An innovative investigation into the ocular structures of species known for their remarkable lifespans may unlock the biochemical secrets behind enduring visual acuity.
For a considerable period, the prevailing scientific assumption was that Greenland sharks (Somniosus microcephalus) possessed, at best, exceptionally deficient eyesight. Their existence is predominantly spent in the subdued illumination of the ocean’s abyssal zones, where they frequently host parasites affixed to their corneas.
However, a collaborative scientific contingent from the United States, Switzerland, and Denmark has now demonstrated that Greenland sharks are indeed capable of sight, maintaining a functional visual apparatus throughout their extensive lifespans.
This revelation posits that certain elements of the extraordinary DNA repair mechanisms associated with the sharks’ exceptional longevity might contribute to the sustained vitality of their retinas. Nevertheless, the potential ramifications for human ocular health remain indeterminate.
The study was meticulously performed on the ocular tissues of Greenland sharks procured and humanely euthanized between the years 2020 and 2024, under governmental research authorization from the relevant territory. Specimens utilized in this research all bore an estimated age exceeding one hundred years, with the eldest individual assessed at over 130 years of age.

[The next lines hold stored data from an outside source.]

PR #1875, opened 2023-01-27
Ignoring blank lines when uploading sample results csvs

### LINKED ISSUE #1874: Error occurs while uploading CSV Results.
1. Go to 'Samples' page.
2. Click on Upload Results button.
3. On Upload Results page click on "Add File" button.
4. Upload the CSV file of created samples from the system.
5. Click on "Upload Result" button.
6. A pop message appeared, Click on Continue button.
7. It throughs an error.

**Expected**

It should allow to upload samples result successfully without any error.

https://user-images.githubusercontent.com/45853972/215056545-6ab92bd2-0234-40f3-bd6f-c1ab0805ac20.mov

**My setup**

- Device: Laptop
- OS: macOS
- Browser: Chrome

leandroradusky:
Close #1874 

When the uploaded CSV for sample results have blank lines, they produce an error since there are no fields to be matched with the `uuid` regex. Now, if a blank line is present it is ignored.

### DIFF
--- a/app/controllers/samples_controller.rb
+++ b/app/controllers/samples_controller.rb
@@ -208,7 +208,7 @@ class SamplesController < ApplicationController
       CSV.open(csv_file.path) do |csv_stream|
         csv_stream.each do |row|
           sample_id, measured_signal = row[0], row[1]
-          next if !sample_id.match(uuid_regex) # non uuids are ignored
+          next if !sample_id || !sample_id.match(uuid_regex) # non uuids are ignored
           sample = Sample.find_by_uuid(sample_id)
           unless sample.nil?
             sample.measured_signal ||= Float(measured_signal) if measured_signal.present?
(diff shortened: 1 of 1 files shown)


app/controllers/samples_controller.rb
```diff
@@ -208,7 +208,7 @@ def bulk_process_csv
       CSV.open(csv_file.path) do |csv_stream|
         csv_stream.each do |row|
           sample_id, measured_signal = row[0], row[1]
-          next if !sample_id.match(uuid_regex) # non uuids are ignored
+          next if !sample_id || !sample_id.match(uuid_regex) # non uuids are ignored
```
ysbaddaden, line 211: FYI, the following should do (`&.` is the `lonely operator`, similar to `?.` in JS):

```suggestion
          next unless sample_id&.match(uuid_regex) # non uuids are ignored
```

And below could be (Crystal idiom):

```ruby
if sample = Sample.find_by_uuid(sample_id)
  # ...
end
```

In Ruby (and Crystal) only `nil` and `false` can ever be falsy values, everything else is truthy (even `0`, `""`, ...), so we usually don't have to explicitly test for `.nil?`. In Crystal terms this is a nilable (`Sample | Nil` union) and a simple `if` is enough to skip nils!

ysbaddaden (commented):
This is fine to merge as-is. I just left a comment for your learning.

PR #1876, opened 2023-01-27
Speed up login for feature specs

ysbaddaden:
I got bored with how slow each integration is to start, and spend half a hour to implement a dirty token authentication for users, only available to the test environment.

Instead of loading the login page, fill the form, submit, be redirected to the dashboard, just to eventually open _another page_... it now authenticates in a single request, returning a mere 200 OK with a blank page.

Tests now start almost instantly, and the integration test suite is now ~25% faster on my local!

### DIFF
--- a/spec/support/feature_spec_helpers.rb
+++ b/spec/support/feature_spec_helpers.rb
@@ -68,7 +68,7 @@ module FeatureSpecHelpers
 
   def goto_page(klass, args = {})
     page = klass.new
-    load_page_with_retries(page, args)
+    load_page_with_retries(page, args, attempts: 3)
     yield page if block_given?
   end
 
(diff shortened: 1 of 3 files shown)


diegoliberman:
@leandroradusky do you feel comfortable reviewing this PR?

ysbaddaden:
Rebased from main.

spec/support/feature_spec_helpers.rb
```diff
@@ -65,6 +83,22 @@ def expect_page(klass)
   def snapshot
     screenshot_and_open_image
   end
+
+  private
+
+  def load_page_with_retries(page, args, attempts: 0)
```
leandroradusky, line 89: Attempts as name & being equal to `0` is misleading, one expects that it indicates the number of attempts to be made. Also, is anti-intuitive if someone call the method with `attempts=2` which will lead to `3-2` attempts.

leandroradusky:
I've tested it locally and it works great :)

Except for a small comment, looks good to me.

leandroradusky (approved):

spec/support/feature_spec_helpers.rb
ysbaddaden: Oh my, it's definitely confusing. I changed it to be the number of attempts!

PR #1887, opened 2023-02-01
Fixed deleted confirmation message for boxes

### LINKED ISSUE #1881: Wrong "Delete Confirmation" message for Boxes.
1. Go to 'Boxes' page.
2. Click on any Box from the list.
3. Click on "Delete Box button"
4. A pop up screen is appeared.
5. Wrong message for deleting the box.

**Expected**

It should show the message for deleting the Box while for now it showing the message for batches..

**My setup**

- Device: Laptop
- OS: macOS
- Browser: Chrome
Screenshot 2023-01-30 at 10 02 38 PM

leandroradusky:
Closes #1881.

Now when deleting boxes the message shown is correct

image

To avoid future copy/paste errors I rely on the `controller_name`, and changed it accordingly in the other views (not in `SamplesReports` being a special case).

### DIFF
--- a/app/views/batches/index.haml
+++ b/app/views/batches/index.haml
@@ -11,7 +11,7 @@
       =form_tag bulk_action_batches_path, :id => 'batches_form' , :method => :post do
         = cdx_table title: pluralize(@total, "batch") do |t|
           - t.actions do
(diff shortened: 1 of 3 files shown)


ysbaddaden (commented):
Hum, I still prefer verbatim text. It just happens to work with English, but that will cause issues if we ever restart localizing strings.

ysbaddaden (approved):

PR #1888, opened 2023-02-01
Fix: remove concentrations button in box form

### LINKED ISSUE #1885: Concentration's field data should not be removed.
1. Go to 'Boxes' page.
2. Filled the Fields.
3. Check the "Create new Samples" radio button.
4. Click on 'Add Sample' button.
5. Enter Batch Id and open the batch.
6. Filled the ACCOMPLISHED CONCENTRATIONS fields.
7. Add the second Concentration and did not filled the fields.
8. Now removed the second  Concentration, it automatically remove the data of first  Concentration.

**Expected**

It should not Remove the Data of first concentration.

**My setup**

- Device: Laptop
- OS: macOS
- Browser: Chrome

https://user-images.githubusercontent.com/45853972/216059837-4a8c3c2c-dfd2-45be-be84-a23dcd455a5a.mov

ysbaddaden:
We can't use the array index to identify as a react key when the array is dynamic.

fixes #1885

### DIFF
--- a/app/assets/javascripts/random_key.js
+++ b/app/assets/javascripts/random_key.js
@@ -1,0 +1,19 @@
+function cdxGenRandomKey(items) {
+  var keys;
+  var key;
+
+  if (items) {
+    keys = items.map(function (item) { return item.key });
+  } else {
+    keys = [];
+  }
+
+  do {
+    key = "xxxxxxxxxxxxxxxx".replace(/[x]/g, function (c) {
+      const r = Math.floor(Math.random() * 16);
+      return r.toString(16);
+    });
+  } while (keys.indexOf(key) != -1);
+
+  return key;
+}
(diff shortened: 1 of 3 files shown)


app/assets/javascripts/random_key.js
```diff
@@ -0,0 +1,19 @@
+function cdxGenRandomKey(items) {
+  var keys;
+  var key;
+
+  if (items) {
+    keys = items.map(function (item) { return item.key });
+  } else {
+    keys = [];
+  }
```
leandroradusky, line 9: This would doit in one line but I'm not sure if it's preferred. 

```
(items||[]).map(function (item) { return item.key });
```

leandroradusky (approved):

app/assets/javascripts/random_key.js
ysbaddaden: Thanks, this is much better!

PR #1894, opened 2023-02-03
Feature/1877 validate samples when creating boxes

### LINKED ISSUE #1877: Validate samples when creating boxes
When creating a box from selected samples, we should still do some validation based on the purpose:

1. Variant boxes created from samples should contain samples coming at least from 2 different batches;
2. Challenge boxes created from samples should at least contain one distractor and one non-distractor sample.
3. LOD and Other boxes created from samples don't need to more validation.

Follow up to #1867

leandroradusky:
Closes #1877.

Before the PR itself, two small fixes: 
- In Samples form, both `distractor` and `instruction` properties were not saved if modified because they were not included in the `samples_controller` as attributes.
- In `boxes_controller`, on the `add_samples` scenario, the samples could not belong to any batch, making the `sort_by` for the samples list to fail. 

For the PR: 
- Added validations for the box as described in the issue.
- Added new specs to validate this behavior.

### DIFF
--- a/app/controllers/boxes_controller.rb
+++ b/app/controllers/boxes_controller.rb
@@ -113,7 +113,7 @@ class BoxesController < ApplicationController
     samples = if @box.blinded? && !params[:unblind]
       samples.scrambled
     else
-      samples.sort_by{ |sample|  [ sample.batch_number , sample.concentration , sample.replicate ] }
+      samples.sort_by{ |sample|  [ sample.batch_number ? sample.batch_number : "" , sample.concentration , sample.replicate ] }
     end
     SamplePresenter.map(samples, request.format, unblind: params[:unblind])
   end
--- a/spec/support/blueprints.rb
+++ b/spec/support/blueprints.rb
@@ -177,6 +177,7 @@ Sample.blueprint(:filled) do
   specimen_role { "p" }
   date_produced { Faker::Time.backward }
   measured_signal { 10.0 }
+  batch { object.encounter.try(:batch) || Batch.make! }
 end
 
 Sample.blueprint(:batch) do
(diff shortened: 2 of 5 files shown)


leandroradusky:
Hi! I need help on this (cc @ysbaddaden):

Tests will fail in the three commits that I've made, but they don't fail to me locally and I don't understand why. I'm getting the message:

```
expected to find text "You must select at least one non-distractor sample" in "You must select at least one sample"
```

While I'm adding samples to the boxes. Since this doesn't fail in my local I'm lost even on how can I do to debug it. Any help is welcome!

app/controllers/boxes_controller.rb
```diff
@@ -113,7 +113,7 @@ def load_box_samples
     samples = if @box.blinded? && !params[:unblind]
       samples.scrambled
     else
-      samples.sort_by{ |sample|  [ sample.batch_number , sample.concentration , sample.replicate ] }
+      samples.sort_by{ |sample|  [ sample.batch_number ? sample.batch_number : "" , sample.concentration , sample.replicate ] }
```
ysbaddaden, line 116:
```suggestion
      samples.sort_by{ |sample|  [ sample.batch_number.to_s, sample.concentration , sample.replicate ] }
```

spec/support/blueprints.rb
```diff
@@ -177,6 +177,7 @@ def first_or_make_site_unless_manufacturer(institution)
   specimen_role { "p" }
   date_produced { Faker::Time.backward }
   measured_signal { 10.0 }
+  batch { object.encounter.try(:batch) || Batch.make! }
```
ysbaddaden, line 180: This is wrong: a sample doesn't need to come from a batch. You should manually associate the sample to a batch in your tests (or use the `:batch` trait below). For example:

`Sample.make!(:filled, batch: Batch.make)`

ysbaddaden (approved):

Greenland sharks inhabit profound aquatic environments, descending to depths of up to 1,200 meters (3,940 feet), though they are capable of venturing even deeper. In these environments, the availability of light is drastically limited; beginning at approximately 100 meters, the intensity of light penetrating the water column diminishes precipitously. Below roughly 1,000 meters, solar illumination is virtually nonexistent.
This profound absence of light, coupled with the common occurrence of ocular parasites, had previously led numerous researchers to infer that these marine creatures could subsist with minimal or no visual capability. The comprehensive molecular, genomic, and histological analyses conducted by the research team on the Greenland sharks’ eyes have contravened this long-held belief.
Typical vertebrate retinas comprise rods and cones – distinct categories of photoreceptor cells. Rods are specialized for visual perception under low-light conditions, whereas cones facilitate color discrimination in brighter environments. Notably, the retina of the Greenland shark is devoid of cones entirely, an adaptation observed in a limited array of organisms that predominantly inhabit dimly lit surroundings.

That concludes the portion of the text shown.